Singapore’s visitor arrivals registered a 17.6% yoy rise to 908,000 in January. This was the highest recorded visitor arrivals in January, according to the Singapore Tourism Board (STB).The top five visitor-generating markets were Indonesia with 173,000 visitors, China (99,000), Australia (90,000), Malaysia (68,000), and India (57,000), which in total accounted 54% of total tourist arrivals. Hotel room revenue grew 8.5% yoy to reach an estimated S$137m in January. (Bernama)

Thailand’s manufacturing production rose 28.6% yoy for a fifth straight month in January (35.9% in Dec 09) as the global economic recovery helped boost demand for automotive parts and electronics. The median estimate was for a 36% yoy increase.

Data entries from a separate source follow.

PR #339, opened 2018-01-23
avoid calling private method in subclasses of KernelSpecManager

### LINKED ISSUE #338: get_all_specs not compatible with subclassing
[nb_conda_kernels](https://github.com/Anaconda-Platform/nb_conda_kernels) subclasses KernelSpecManager to find conda kernels. It does so by overriding `find_kernel_specs` to return its name list and resource directories, and `get_kernel_spec` to return the specs themselves.

We've added `.get_all_specs` as a simpler API to get all of the specs without separately finding and loading them. But we've done this in such a way that `.get_all_specs` calls `.find_kernel_specs`, a public API, and `_get_kernel_spec_by_name`, a private method. This means that implementations that override `.find_kernel_specs` in such a way that `_get_kernel_spec_by_name` won't work, then `.get_all_specs` is broken for any such subclass (this includes nb_conda_kernels 2.1).

Now, one option is for custom kernelspec managers to implement all three methods - find_kernel_specs, get_all_specs, and get_kernel_spec, but this is a backward-incompatible change, and I think we should consider it a bug.

I think we should ensure that `.get_all_specs` works for KSM subclasses that have only implemented the public methods `.find_kernel_specs` and `.get_kernel_spec` to fix this backward-incompatibility, and push that out in a bugfix release.

cc @dartdog who reported the issue

minrk:
on the result of a public overrideable method, which breaks subclasses that don't override get_all_specs

rather than falling back on the public method, which is slower because it looks up the location of a directory we have already found, reserve this optimization for the base class itself, which is the only place this is a safe method to call.

closes #338

I think we should ship a 5.2.2 bugfix upon merging this one and confirming it fixes nb_conda_kernels

### DIFF
--- a/jupyter_client/kernelspec.py
+++ b/jupyter_client/kernelspec.py
@@ -254,7 +254,14 @@ class KernelSpecManager(LoggingConfigurable):
         res = {}
         for kname, resource_dir in d.items():
             try:
-                spec = self._get_kernel_spec_by_name(kname, resource_dir)
+                if self.__class__ is KernelSpecManager:
+                    spec = self._get_kernel_spec_by_name(kname, resource_dir)
+                else:
+                    # avoid calling private methods in subclasses,
+                    # which may have overridden find_kernel_specs
+                    # and get_kernel_spec, but not the newer get_all_specs
+                    spec = self.get_kernel_spec(kname)
+
                 res[kname] = {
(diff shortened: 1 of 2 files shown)


takluyver:
Thanks for tracking this down!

Thailand’s exports increased 31.4% yoy in January (26.2% in Dec 09), marking the biggest gain in 18 months. Imports rose 50.1% yoy in January (33.0% in Dec 09), resulting in a trade surplus of THB591m (-THB122m in Dec 09). (Bloomberg)

India’s government set a target of becoming the world’s fastest-growing economy within four years, counting on an expanding pool of savings to help finance the nation’s development. India’s growth rate will accelerate to 8.2% in the financial year beginning 1 Apr, a government report showed. (Bloomberg)

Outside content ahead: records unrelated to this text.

PR #341, opened 2018-01-24
changelog for 5.2.2

minrk:
will release 5.2.2 from 5.x after this. I've merged 5.2.x into 5.x, since it only contained the one 5.2.1 change, and 5.x only has changes for 5.2.2.

### DIFF
--- a/docs/changelog.rst
+++ b/docs/changelog.rst
@@ -4,12 +4,28 @@
 Changes in Jupyter Client
 =========================
 
+5.2.2
+=====
+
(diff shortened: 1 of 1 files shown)


minrk:
Thanks! I'll start releasing 5.2.2 now.

minrk:
Released to PyPI, git

takluyver:
Thanks Min! I see you've already dealt with conda-forge as well (https://github.com/conda-forge/jupyter_client-feedstock/pull/16).

PR #343, opened 2018-01-27
import warnings for 5.2.x

rgbkrk:
This might need to be targeted on 5.x. We were running into an issue where a warning was being issued without `import warnings` being done at the top.


rgbkrk:
Switched the base branch to `5.x`.

takluyver:
Thanks, makes sense.

PR #344, opened 2018-01-27
return None kernel_spec if kernel_name not set

rgbkrk:
This restores the ability of using the deprecated `kernel_cmd`, which previously allowed you to run an arbitrary kernel without having to write a kernelspec. Without this, when using `kernel_cmd`, a lookup on an empty `kernel_name` (with `""` as value) was being performed.


takluyver:
Thanks!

India’s expansion slowed in 4Q09, reflecting a poor monsoon rainfall that hurt farm output. Gross domestic product grew 6.0% yoy (7.9% in 3Q09). The government forecasts growth to quicken to 7.2% in the year to March. (Bloomberg)

India’s government pledged to shrink its budget deficit by more than 1.0 -pt of GDP this year from the highest level since 1994. Finance Minister Pranab Mukherjee, presenting the annual budget to parliament, said he plans to narrow the gap to 5.5% of GDP in the year starting 1 Apr from 6.9 % the previous year. He also said economic growth may reach 10.0% in the “not-too-distant future.” (Bloomberg)

Banks have pared their reliance on central banks and governments for liquidity support as the worst financial crisis since the Great Depression ebbs, according to a study by the Bank for International Settlements. “The take up of many measures has declined,” economist Petra Gerlach wrote in the study. The report comes as central banks such as the US Federal Reserve trim some of the emergency programs they introduced to combat the crisis. (Bloomberg)

European Union Monetary Affairs Commissioner Olli Rehn will likely push Greece to do more to cut its budget deficit as governments craft a possible rescue package for Greece. Euro-area officials are devising a plan to grant Greece about €25bn (US$34bn) in aid should it need help financing its debt. (Bloomberg)

Thailand's Supreme Court ruled Friday that fugitive former Prime Minister Thaksin Shinawatra had abused his power for personal gain and should be stripped of THB46bn or US$1.4bn of his frozen US$2.3bn fortune. The decision appeared designed to strike a balance between competing camps by leaving some of his fortune untouched. (LA Times)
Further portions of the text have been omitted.